PR #576, opened 2025-07-10
feat: new buttons-per-row property for buttons-grid widget

GabMus:
This change adds a new property `buttons-per-grid` to the `buttons-grid` widget configuration.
####
Work order:
Repeat the data above. Change nothing.

Solution for this exercise:
PR #576, opened 2025-07-10
feat: new buttons-per-row property for buttons-grid widget

GabMus:
This change adds a new property `buttons-per-grid` to the `buttons-grid` widget configuration.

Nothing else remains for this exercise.